WHAT YOU WILL DO ::
Below is some data. Retype exactly the lines starting at the one with "- update the" and ending at the one with "so many strings. thanks @chenba this LGTM 👍".

EXERCISE MATERIALS ::
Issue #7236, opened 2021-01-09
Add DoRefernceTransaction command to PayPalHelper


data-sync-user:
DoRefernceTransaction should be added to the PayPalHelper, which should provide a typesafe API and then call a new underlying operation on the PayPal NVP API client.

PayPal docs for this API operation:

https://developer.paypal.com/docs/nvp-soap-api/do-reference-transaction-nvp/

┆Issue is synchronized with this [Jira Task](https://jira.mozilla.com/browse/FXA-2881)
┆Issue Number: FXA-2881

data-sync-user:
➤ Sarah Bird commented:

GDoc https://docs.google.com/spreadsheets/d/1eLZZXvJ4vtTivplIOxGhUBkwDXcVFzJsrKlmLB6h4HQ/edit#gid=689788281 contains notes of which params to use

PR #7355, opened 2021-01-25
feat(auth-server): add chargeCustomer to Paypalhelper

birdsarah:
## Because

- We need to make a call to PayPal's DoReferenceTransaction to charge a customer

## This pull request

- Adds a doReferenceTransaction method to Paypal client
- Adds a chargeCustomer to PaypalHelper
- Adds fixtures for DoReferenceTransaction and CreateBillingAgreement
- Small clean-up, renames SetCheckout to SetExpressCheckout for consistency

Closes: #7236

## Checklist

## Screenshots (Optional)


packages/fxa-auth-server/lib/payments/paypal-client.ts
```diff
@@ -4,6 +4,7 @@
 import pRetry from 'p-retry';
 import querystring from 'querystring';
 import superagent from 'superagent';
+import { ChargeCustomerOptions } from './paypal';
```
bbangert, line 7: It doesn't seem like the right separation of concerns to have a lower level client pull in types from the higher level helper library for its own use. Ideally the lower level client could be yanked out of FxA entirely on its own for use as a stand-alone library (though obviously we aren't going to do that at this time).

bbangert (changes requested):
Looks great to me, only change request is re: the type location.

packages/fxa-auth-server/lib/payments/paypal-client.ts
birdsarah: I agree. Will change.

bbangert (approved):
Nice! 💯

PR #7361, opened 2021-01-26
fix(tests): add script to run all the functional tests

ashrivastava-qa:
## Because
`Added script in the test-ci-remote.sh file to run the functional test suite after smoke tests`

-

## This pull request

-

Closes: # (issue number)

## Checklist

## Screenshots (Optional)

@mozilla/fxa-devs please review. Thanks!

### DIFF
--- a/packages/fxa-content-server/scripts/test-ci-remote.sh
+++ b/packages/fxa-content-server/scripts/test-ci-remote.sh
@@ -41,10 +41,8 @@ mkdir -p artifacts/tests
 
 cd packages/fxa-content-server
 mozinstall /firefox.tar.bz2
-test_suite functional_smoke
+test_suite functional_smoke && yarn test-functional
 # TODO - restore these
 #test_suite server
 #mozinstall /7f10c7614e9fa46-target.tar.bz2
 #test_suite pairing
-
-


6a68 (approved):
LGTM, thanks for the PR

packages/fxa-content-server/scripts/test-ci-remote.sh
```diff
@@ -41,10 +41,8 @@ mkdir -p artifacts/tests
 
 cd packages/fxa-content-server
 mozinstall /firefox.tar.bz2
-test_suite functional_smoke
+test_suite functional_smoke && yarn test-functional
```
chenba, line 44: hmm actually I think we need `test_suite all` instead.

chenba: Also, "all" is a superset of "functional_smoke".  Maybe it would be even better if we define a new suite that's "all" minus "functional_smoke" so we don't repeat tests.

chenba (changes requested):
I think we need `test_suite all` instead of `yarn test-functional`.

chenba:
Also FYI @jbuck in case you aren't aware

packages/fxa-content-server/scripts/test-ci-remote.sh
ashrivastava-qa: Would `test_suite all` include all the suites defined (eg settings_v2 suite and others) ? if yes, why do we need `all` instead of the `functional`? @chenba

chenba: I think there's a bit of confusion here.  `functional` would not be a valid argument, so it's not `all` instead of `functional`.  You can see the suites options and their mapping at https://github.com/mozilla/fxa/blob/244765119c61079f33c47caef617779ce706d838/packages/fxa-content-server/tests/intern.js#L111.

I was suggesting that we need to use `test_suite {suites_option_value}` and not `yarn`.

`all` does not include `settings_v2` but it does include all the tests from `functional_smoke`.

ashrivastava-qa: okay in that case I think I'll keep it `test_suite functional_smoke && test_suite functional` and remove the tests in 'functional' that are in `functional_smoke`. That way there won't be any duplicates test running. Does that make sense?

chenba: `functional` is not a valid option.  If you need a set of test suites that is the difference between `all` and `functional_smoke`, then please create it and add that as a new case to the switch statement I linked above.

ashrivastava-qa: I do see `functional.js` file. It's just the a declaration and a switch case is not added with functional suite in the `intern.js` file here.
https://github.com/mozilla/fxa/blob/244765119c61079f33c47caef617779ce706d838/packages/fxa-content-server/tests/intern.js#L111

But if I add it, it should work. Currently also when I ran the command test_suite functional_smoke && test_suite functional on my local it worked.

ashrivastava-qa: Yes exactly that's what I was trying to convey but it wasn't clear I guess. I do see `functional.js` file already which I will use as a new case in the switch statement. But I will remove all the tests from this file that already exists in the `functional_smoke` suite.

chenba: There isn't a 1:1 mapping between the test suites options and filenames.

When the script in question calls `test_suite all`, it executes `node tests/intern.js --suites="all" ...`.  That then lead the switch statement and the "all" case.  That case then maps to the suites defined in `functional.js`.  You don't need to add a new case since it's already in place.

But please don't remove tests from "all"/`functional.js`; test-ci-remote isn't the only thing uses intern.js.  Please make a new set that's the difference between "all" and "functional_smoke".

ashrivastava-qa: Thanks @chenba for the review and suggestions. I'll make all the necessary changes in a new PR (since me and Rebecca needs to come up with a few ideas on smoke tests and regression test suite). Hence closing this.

==

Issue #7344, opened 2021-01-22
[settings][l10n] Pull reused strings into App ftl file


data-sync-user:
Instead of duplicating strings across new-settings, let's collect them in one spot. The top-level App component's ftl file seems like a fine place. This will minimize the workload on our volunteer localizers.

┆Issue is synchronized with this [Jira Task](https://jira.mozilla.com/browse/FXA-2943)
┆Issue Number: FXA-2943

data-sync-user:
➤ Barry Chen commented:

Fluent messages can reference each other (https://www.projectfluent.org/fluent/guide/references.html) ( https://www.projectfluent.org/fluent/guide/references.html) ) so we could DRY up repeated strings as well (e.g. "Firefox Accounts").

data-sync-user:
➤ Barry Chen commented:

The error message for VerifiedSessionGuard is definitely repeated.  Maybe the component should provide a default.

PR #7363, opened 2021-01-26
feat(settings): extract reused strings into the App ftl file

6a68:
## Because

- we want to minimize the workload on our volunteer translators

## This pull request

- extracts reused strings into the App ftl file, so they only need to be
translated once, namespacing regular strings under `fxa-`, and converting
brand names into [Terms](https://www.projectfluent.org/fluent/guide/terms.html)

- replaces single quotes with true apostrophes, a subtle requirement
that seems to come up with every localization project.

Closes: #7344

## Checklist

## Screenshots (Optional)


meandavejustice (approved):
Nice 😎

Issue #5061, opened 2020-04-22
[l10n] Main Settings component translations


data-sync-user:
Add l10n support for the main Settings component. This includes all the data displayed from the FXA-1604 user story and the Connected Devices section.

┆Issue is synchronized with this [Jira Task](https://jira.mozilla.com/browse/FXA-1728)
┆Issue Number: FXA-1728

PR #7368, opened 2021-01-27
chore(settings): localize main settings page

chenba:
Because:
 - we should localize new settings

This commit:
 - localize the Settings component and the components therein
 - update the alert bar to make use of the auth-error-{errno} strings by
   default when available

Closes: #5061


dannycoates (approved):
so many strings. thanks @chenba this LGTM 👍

SOLUTION ::
 - update the alert bar to make use of the auth-error-{errno} strings by
   default when available

Closes: #5061


dannycoates (approved):
so many strings. thanks @chenba this LGTM 👍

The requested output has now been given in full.